NHTSA pushes to hasten V2V adoption

The agency will work with the auto industry and tech companies to ensure that V2V technology comes to market.

The National Highway Traffic Safety Administration is pushing to hasten the adoption of vehicle-to-vehicle (V2V) communication technology.

Speaking at Delphi Labs in Silicon Valley, US Transportation Secretary Anthony Foxx outlined a strategy to ensure that V2V and other automation technologies will come to market and receive wider adoption in the near future.

Not known for quickly reacting to industry trends, the Department of Transportation promises to accelerate the NHTSA's proposal to require V2V equipment in new vehicles.

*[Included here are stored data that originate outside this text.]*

PR #2054, opened 2026-09-07
perf(binary-field): vectorize the polynomial-basis butterflies with a split twiddle

tcoratger:
## Summary

- `poly_basis`'s three slice kernels — the scaling and both butterflies — walked one 128-bit element at a time through the scalar carryless multiply, even where the host's wide carryless multiply covers four field elements per instruction. They now run a packed prefix and the existing scalar tail.
- Four elements per register under `avx512f + vpclmulqdq`, two under `avx2 + vpclmulqdq`, one at a time everywhere else. The current scalar loop is both the tail and the portable fallback, unchanged.
- The multiplier is fixed across a slice, so the kernel derives its `x^64` companion once per call and uses the split form: 5 carryless multiplies per four elements against 24 before, and one reduction step instead of two.
- No public signature changes and no `binary-dft` changes. The zero-scalar and unit-length shortcuts are byte-for-byte the code they were, so no shape executes more work than before.
- Lane loads and stores are unaligned pointer casts over `[u128; WIDTH]` blocks, not slice transmutes; every `unsafe` block carries a `// SAFETY:` note tied to the target features that gate the module.

### Why one fold suffices

Reduction modulo `p = x^128 + x^7 + x^2 + x + 1` is a ring homomorphism, so a shift can be moved off the varying operand and onto the fixed one. Splitting `v = v_0 + v_1 x^64` and precomputing the companion `u = t x^64 mod p` turns the product into `t v = t v_0 + u v_1 (mod p)` — two `128 x 64` products rather than one `128 x 128`.

Their sum has degree at most `127 + 63 = 190`, so it occupies three 64-bit limbs instead of four. A four-limb product needs two Horner steps in `x^64` to come back under `x^128`; three limbs need one.

That single step is exact because the piece it shifts is only 128 bits wide: writing it as `h_0 + h_1 x^64`, the rewrite `h_0 x^64 + h_1 T` has degree at most 127 and 70 respectively, so nothing spills over the top a second time.

## Test plan

Host: AMD Ryzen 9 9950X3D (Zen 5, AVX-512 + VPCLMULQDQ + GFNI + VAES), 32 threads. **The machine was shared with other builds throughout**, so every figure below is the minimum of three interleaved before/after rounds run from two pre-built benchmark binaries, which cancels drift between the arms. Ratios under ~1.1x should be read as "no measurable change".

- [x] `RUSTFLAGS="-C target-cpu=native" cargo bench -p p3-binary-field --bench arithmetic -- batch/poly128`

  |---|---|---|---|
  | `mul/1` | 2.48 ns | 2.63 ns | 0.95x |
  | `mul/16` | 40.35 ns | 12.23 ns | **3.30x** |
  | `mul/256` | 646.7 ns | 144.6 ns | **4.47x** |
  | `mul/4096` | 9.839 µs | 2.233 µs | **4.41x** |
  | `butterfly/1` | 8.57 ns | 7.47 ns | 1.15x |
  | `butterfly/16` | 42.08 ns | 22.28 ns | **1.89x** |
  | `butterfly/256` | 716.1 ns | 174.4 ns | **4.11x** |
  | `butterfly/4096` | 11.776 µs | 2.577 µs | **4.57x** |

  Length 1 takes the pre-existing unit-length shortcut and never reaches the new code, so the two length-1 rows are layout and measurement noise on a loaded host — the baseline's own three runs spread 2.5–3.3 ns and 8.6–10.4 ns. An earlier build in which the packed kernel was inlinable did regress `mul/1` to 4.6 ns by making the public wrapper too large to inline; the kernel is now behind an `#[inline(never)]` boundary, which restores parity and is a small win at every other length too.

- [x] `RUSTFLAGS="-C target-feature=+avx2,+vpclmulqdq,+pclmulqdq" cargo bench -p p3-binary-field --bench arithmetic -- batch/poly128` — the separate AVX2-only CI leg, two lanes per register:

  |---|---|---|---|
  | `mul/1` | 2.64 ns | 2.63 ns | 1.00x |
  | `mul/16` | 37.03 ns | 17.84 ns | **2.08x** |
  | `mul/256` | 615.4 ns | 256.4 ns | **2.40x** |
  | `mul/4096` | 9.401 µs | 4.825 µs | **1.95x** |
  | `butterfly/1` | 7.20 ns | 7.71 ns | 0.93x |
  | `butterfly/16` | 40.65 ns | 23.85 ns | **1.70x** |
  | `butterfly/256` | 717.1 ns | 377.9 ns | **1.90x** |
  | `butterfly/4096` | 10.290 µs | 4.738 µs | **2.17x** |

- [x] `RUSTFLAGS="-C target-cpu=native" cargo bench -p p3-binary-dft --features parallel --bench ntt -- ntt/128/hybrid` — end to end, the transform that uses these kernels:

  |---|---|---|---|
  | `2^14`, 1 thread | 5.45 ms | 2.29 ms | **2.38x** |
  | `2^16`, 1 thread | 24.63 ms | 10.44 ms | **2.36x** |
  | `2^18`, 1 thread | 110.6 ms | 62.1 ms | **1.78x** |
  | `2^14`, 32 threads | 1.624 ms | 1.605 ms | 1.01x |
  | `2^16`, 32 threads | 4.852 ms | 3.910 ms | **1.24x** |
  | `2^18`, 32 threads | 17.345 ms | 14.270 ms | **1.22x** |
  | `2^20`, 32 threads | 161.2 ms | 157.2 ms | 1.03x |

  Single-threaded the transform is butterfly-bound and the kernel factor passes through at 1.8x–2.4x. With all 32 threads it is bound by memory bandwidth and parallel dispatch instead — 2^20 carries a 256 MiB matrix and 2^14 gets only 4.2x from 32 threads — so the kernel win only partly shows, and at the two extremes not at all. That is well short of the 1.6x–5.4x an offline study predicted for the shipped parallel path, and worth saying plainly.

- [x] `cargo test -p p3-binary-field` — 25 test binaries across the five feature legs below, 0 failures. (`cargo nextest` is not installed here; `--features parallel` does not exist on this crate yet, so it was not exercised.)
- [x] `cargo test -p p3-binary-field --doc` — ok
- [x] `cargo test -p p3-binary-dft` and `cargo test -p p3-binary-dft --features parallel` — 48 + 3 tests, ok
- [x] `cargo +stable clippy -p p3-binary-field --all-targets -- -D warnings` — clean on every leg below
- [x] `RUSTDOCFLAGS="-D rustdoc::broken_intra_doc_links" cargo +stable doc --no-deps -p p3-binary-field --document-private-items` — clean

- [x] Per-target-feature matrix, since the new code is target-gated. Tests and clippy were run under each:

  | `RUSTFLAGS` | path taken | tests | clippy |
  |---|---|---|---|
  | `-C target-cpu=native` | packed, 4 lanes | ok | ok |
  | `-C target-feature=+avx2,+vpclmulqdq` | packed, 2 lanes | ok | ok |
  | `-C target-feature=+avx2` | scalar fallback | ok | ok |
  | `-C target-feature=+pclmulqdq` | scalar fallback | ok | ok |
  | *(none)* | portable fallback | ok | ok |

- [x] New proptests in `poly_slice` pin the packed kernels to the scalar backend element for element: a deterministic sweep over every length from 0 to 17 crossed with seven corner multipliers (`0`, `1`, all ones, `x^127`, `x^64`, lower half only, the modulus tail) and four payload offsets, plus random slices up to length 40. Lengths cover an empty prefix, whole registers, and a scalar tail of every residue on both the two-lane and four-lane builds; the offsets walk the prefix across every alignment a run of 128-bit integers can have inside one register. A separate case pins the zero multiplier, and the round trip of the two butterflies is asserted on every case.
- [x] `poly_basis`'s existing tower-arithmetic test gained the lengths `{4, 5, 7, 15, 16}` and the multipliers `{0x87, x^127}` so its own sweep exercises the packed prefix and the tail.
- [x] Mutation-checked, on both the four-lane and two-lane builds: replacing the companion with the bare multiplier, or reading the wrong half of it, fails the new proptests and the `poly_basis` sweep immediately. This confirms the packed path is the one under test on both widths.


binary-field/src/poly_slice.rs
```diff
@@ -0,0 +1,433 @@
...
+            );
+
+            // Limbs 1 and 2: the half products weighted by `x^64`.
+            let high = lanes::xor(
+                lanes::clmul::<LOW_BY_HIGH>(v, self.t),
+                lanes::clmul::<HIGH_BY_HIGH>(v, self.t_x64),
+            );
+
+            // Three limbs, so one Horner step in `x^64` finishes the reduction.
+            PackedGhash128::fold_shifted(low, high)
```
Nashtare: **On `x86_64-apple-darwin` this kernel emits a libc call inside the hot loop and is a large regression, not a 1.95x win.**

`fold_shifted` reads `Self::tail()` (`packed/x86_64.rs:285-287`), which is `transmute::<[u128; WIDTH], lanes::Reg>([TAIL_128; WIDTH])`. On the Apple target LLVM materialises that array constant through `_memset_pattern16` on the stack and then fails to hoist it out of the loop.

I verified this by emitting the assembly, not by reading:

```
RUSTFLAGS="-C target-feature=+avx2,+vpclmulqdq" \
  cargo rustc --release -p p3-binary-field --target x86_64-apple-darwin --lib -- --emit asm
```

Six `_memset_pattern16` call sites in the whole object file, and all six are in the three new kernels — two each in `poly_slice::wide::{scale, butterfly_forward, butterfly_inverse}`, one in the prologue and one in the loop body. The `scale` inner loop:

```asm
LBB4_4:
        vmovdqu (%r14,%rbx), %ymm0
        vpclmulqdq $0,  %ymm3, %ymm0, %ymm1
        ...
        vmovdqa %ymm0, 128(%rsp)
        movl    $32, %edx
        movq    %r12, %rdi
        movq    %r15, %rsi
        vzeroupper                 ; AVX->SSE transition, every iteration
        callq   _memset_pattern16  ; libc call, every iteration
        ...
        jne     LBB4_4
```

So per two elements the "vectorized" path pays a call/ret into libc, a `vzeroupper`, and two ymm stack spills — against a ~6-clmul scalar loop before. On an Ice Lake Intel Mac (the Apple configuration that actually has VPCLMULQDQ) built with `-C target-cpu=native`, this is slower than what it replaces.

The Linux legs are fine — same flags, `x86_64-unknown-linux-gnu` emits **zero** memset calls and a textbook 2x-unrolled loop with the twiddle hoisted into `ymm0/ymm1/ymm2`:

```asm
.LBB4_6:
        vmovdqu (%rcx), %ymm3
        vpclmulqdq $0,  %ymm0, %ymm3, %ymm5
        vpclmulqdq $1,  %ymm2, %ymm3, %ymm6
        vpxor   %ymm5, %ymm6, %ymm5
        ...
```

That is why the benchmark table did not catch it: every measurement was taken on Zen 5 Linux.

One-line fix — build `tail()` from a broadcast intrinsic instead of transmuting an array constant: `_mm256_broadcastsi128_si256(_mm_set_epi64x(0, TAIL_128 as i64))` / `_mm512_broadcast_i32x4(...)`. The constant is loop-invariant and LLVM hoists the intrinsic form on both targets. Worth re-checking the emitted asm on `x86_64-apple-darwin` after the change.

binary-field/src/poly_slice.rs
```diff
@@ -0,0 +1,433 @@
...
+        *lo ^= clmul::poly_mul_128_batch(scalar, *hi);
+    }
+}
+
+/// The packed prefix, over the widest carryless multiply the target has.
+#[cfg(all(
+    target_arch = "x86_64",
+    target_feature = "vpclmulqdq",
+    any(target_feature = "avx2", target_feature = "avx512f")
+))]
```
Nashtare, line 72: This `cfg` is exactly the predicate that no test-running CI leg satisfies, so **everything in `mod wide` is compiled but never executed by CI**.

The legs in `.github/workflows/ci.yml` that enable `vpclmulqdq` alongside `avx2`/`avx512f` (`:69-88`) are all `compile_only: true`, which runs `cargo build --all-targets` and never `cargo nextest run`. The legs that do run tests are `+avx2` (no vpclmulqdq) and `+pclmulqdq` (no avx2), and on both of those `binary-field/src/packed/mod.rs:41` resolves `Packing` to scalar `Ghash128` and `wide::*` returns 0. So the three new tests — `the_packed_prefix_and_the_scalar_tail_agree_at_every_short_length`, the proptest, and `a_zero_multiplier_degenerates` — all run against the fallback on every leg that executes anything.

The tests themselves are good; the problem is nothing runs them against the code they were written for. A one-character typo swapping `LOW_BY_HIGH` (0x10) and `HIGH_BY_LOW` (0x01) in `apply` would ship silently wrong field elements into `binary-dft`'s NTT and corrupt `p3-binary-pcs` commitments, with fully green CI.

Two ways out, either is fine: flip the `+avx2,+vpclmulqdq` leg to test-running (Zen 3+/Ice Lake+ is common in the runner pool now — guard with `is_x86_feature_detected!` and skip otherwise), or add a target-feature-independent scalar model of `SplitScalar::apply` so the algebra is pinned on every leg.

For what it is worth, I checked the algebra independently since CI cannot: I modelled the exact bit operations (companion derivation, the four clmul immediates, `unpack_low_64(zero, t1)`, the `HIGH_BY_LOW` fold) against a reference GF(2^128) multiply over ~168k (scalar, value) pairs covering all the corners — 0 mismatches, and the degree bounds `low, high < 2^128` held throughout. The split identity `t*v = t*v_0 + (t*x^64)*v_1` with a single `fold_shifted` is correct, and the immediates match the disassembly on both widths.

binary-field/src/poly_slice.rs
```diff
@@ -0,0 +1,433 @@
...
+        // The second operand of the butterflies, reversed so the two slices differ.
+        let other: Vec<u128> = values.iter().rev().copied().collect();
+
+        // Scaling: the packed prefix and the scalar tail must together match the scalar loop.
+        let mut scaled = shifted(values, offset);
+        super::scale(&mut scaled[offset..], scalar);
+        prop_assert_eq!(&scaled[offset..], &reference_scale(values, scalar)[..]);
+
+        // The zeros ahead of the payload pin down that no access ran off the front.
+        prop_assert!(scaled[..offset].iter().all(|&v| v == 0));
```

The budget office was originally expected to review the proposal in 2016, but will now complete the review before the end of this year.

The DoT will also collaborate with the Federal Communications Commission to expedite testing of potential interference issues in the 5.9GHz spectrum that will be used by V2V gear. The agencies will attempt to complete a preliminary test plan within 12 months after the industry makes its first production-ready devices available for testing.

Foxx claims the department is assessing the current regulatory framework to identify obstacles and better understand how to streamline the process, even if it requires action from Congress.

"The Department wants to speed the nation toward an era when vehicle safety isn't just about surviving crashes; it's about avoiding them," Foxx said. "Connected, automated vehicles that can sense the environment around them and communicate with other vehicles and with infrastructure have the potential to revolutionize road safety and save thousands of lives."

The NHTSA has claimed that V2V and vehicle-to-infrastructure technology can help prevent 600,000 crashes and 1,000 deaths annually, however the rollout of 'connected' infrastructure at intersections and along roadsides will likely take many years.

Suppliers and major automakers, including Toyota and General Motors, are already preparing V2V integration that will likely be ready for production vehicles. The first examples are expected to arrive by the end of the year, with wider rollout within the next few years.